For Terrell Jones, it wasn’t a GameStop investment that taught him a lesson.
Instead, Mr. Jones, a student from Kenosha, Wisconsin, bought $ 300 from AMC, the cinema chain whose stocks were also driven insane.
“I just caught the social media hype and got into it right away,” he said. “I fell for it.”
When AMC began to fall and lost $ 112, 24-year-old Mr. Jones panicked.
“I just had to get out of there ASAP,” he said. “It’s a lot of money, we’re in the middle of a pandemic and I have rent that has to be paid.”
Lose your head
Usually C. Arthur Davitt is a model of financial discipline.
He automatically pays $ 200 a month into an index fund, saves enough to score a corporate match on his 401 (k), and has aggressively paid off his $ 35,000 debt.
But 29-year-old Davitt thought it might be fun to get into some of the skyrocketing stocks. He’s invested less than $ 1,500 in GameStop and AMC – GameStop’s stake is now down almost in half, and his stake in AMC is down more than 20 percent.
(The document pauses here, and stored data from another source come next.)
Issue #260, opened 2018-08-01
Add support for letting weapons decide which upgrades can apply to them


GingerAvalanche:
Currently, X2WeaponUpgradeTemplate has CanApplyUpgradeToWeaponFn which is used to determine whether or not an upgrade will let itself be attached to a weapon. However, there is no logic which does the opposite: allows a weapon to determine whether or not it will let an upgrade be attached to it. With mods adding more weapon categories and blurring the lines between what can and cannot have an upgrade, there are times when an upgrade believes it should be allowed to apply itself to a weapon via one mod, but another mod that adds a weapon may not want that upgrade. For example, a primary sword, by default, would be a suitable match for most mod-added scopes, which is of course silly.

Propose to add a CanWeaponApplyUpgradeFn and CanWeaponApplyUpgradeDelegate to X2WeaponTemplate, as well as a wrapper function CanWeaponApplyUpgrade which would either run the CanWeaponApplyUpgradeFn if present or otherwise simply return true, which UIArmory_WeaponUpgrade would call alongside CanApplyUpgradeToWeaponFn to allow both the upgrade and the weapon to deny the attachment.

For simplicity's sake, also propose to add an array of names UpgradeCats to X2WeaponUpgradeTemplate which would store the categories of weapon that an upgrade should be attached to by default. As most mod-added upgrades that limit themselves do so on the basis of the WeaponCat of the weapon to be attached to, I foresee the most common use of CanWeaponApplyUpgradeFn to also be checking categories, which this change enables the possibility of. The desired functionality is certainly possible without this change, but it would generally be unnecessarily complicated compared to what could be achieved with this change. It also allows future mods to compare categories from either direction: in CanApplyUpgradeToWeaponFn or CanWeaponApplyUpgradeFn.

GingerAvalanche:
This issue was dead before it began. I didn't realize X2WeaponTemplate is native. Variables and delegates may not be added to it. Will probably revisit this later via a different method.

GingerAvalanche:
Mod Everything is a mod that enables upgrades to be added for any XComGameState_Item, not just those made from an X2WeaponTemplate. As such, I'm going to remove that safety check, so as not to break mods like that one and anything that may rely on them. If necessary, any modder that wishes to restrict upgrades being applied to their items may check it within the DLCInfo function.

GingerAvalanche:
[...]

PR #261, opened 2018-08-02
Reimplementation of Issue #260 changes

GingerAvalanche:
Ignore my messy commits, I had a hell of a time with GitHub merging my testing branch back into my dev branch every time I merged the dev branch into the testing branch.


X2WOTCCommunityHighlander/Src/XComGame/Classes/XComGameState_Item.uc
```diff
@@ -2044,7 +2044,27 @@ function bool IsMissionObjectiveItem()
 	return false;
 }
 
+// Issue #260 start
+// This function will be used to cycle through DLCInfos that will allow mods to check generally whether or not a weapon is compatible with an upgrade
+// X2WeaponUpgradeTemplate::CanApplyUpgradeToWeapon still exists as the "can this upgrade be applied to this weapon RIGHT NOW?"
+function bool CanWeaponApplyUpgrade(X2WeaponUpgradeTemplate UpgradeTemplate)
```
robojumper: Either include the call to the delegate in UpgradeTemplate here, or name this function in a way that makes it clear this only considers the DLC hook (e.g. `DLCCanWeaponApplyUpgrade`)

GingerAvalanche: XComGameState_Item::CanWeaponApplyUpgrade is a mirror of X2WeaponUpgradeTemplate::CanWeaponApplyUpgrade which does nothing but call the CanApplyUpgradeToWeaponFn. The purpose of these wrapper functions is simply to ensure that an upgrade is allowed if there is no explicit reason to deny it, instead of the default behavior that would occur if calli he delegate directly (denying the upgrade if there is no explicit reason to allow it).

Since XComGameState_Item::CanWeaponApplyUpgrade is called alongside X2WeaponUpgradeTemplate::CanApplyWeaponToUpgrade wherever it’s used, calling the upgrade delegate in CanWeaponApplyUpgrade is unnecessary.

I can still change the name if you want me to, it’s like 3 letters and isn’t worth an extended discussion. I just don’t know if that explanation changes your concern at all.

robojumper: I see. Probably fine as is, then.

“I’m not a player by nature,” he said, “and that’s money I’ve already written off.”
Mr. Davitt, who lives in Chicago and works for a company that offers employer assistance programs to employers, might as well stick with both companies. GameStop has just named several new leaders who could help breathe new life into the company, and AMC could see a recovery once people venture out of their homes again.
“If I didn’t like GameStop or AMC,” said Davitt, “I wouldn’t find it pleasant.”
Another on the line
In almost every way, Mr. Daumer, the Indiana teenager, is one of the winners of the GameStop deal. He more than doubled his money even if he didn’t make the biggest payday possible.
“Are you fishing?” he asked, trying to find a way to explain the experience.
If you’re fishing, he said, and you feel a tug on your line, it might just be a nibble or a bite. If you wait to feel a stronger jolt, you risk losing the fish you didn’t know you had.
The climax, he said, was such a moment. He thought it was just a little nibble and decided to wait.
“The fish got away,” he said.
But there are others who are addicts, he said. He is already trying his hand at a penny stock, Castor Maritime, based in Cyprus. So far this year it’s over 300 percent.
What kind of business is the company in?
“You know what? I wish I could tell you,” said Mr. Daumer. “I just like the numbers.”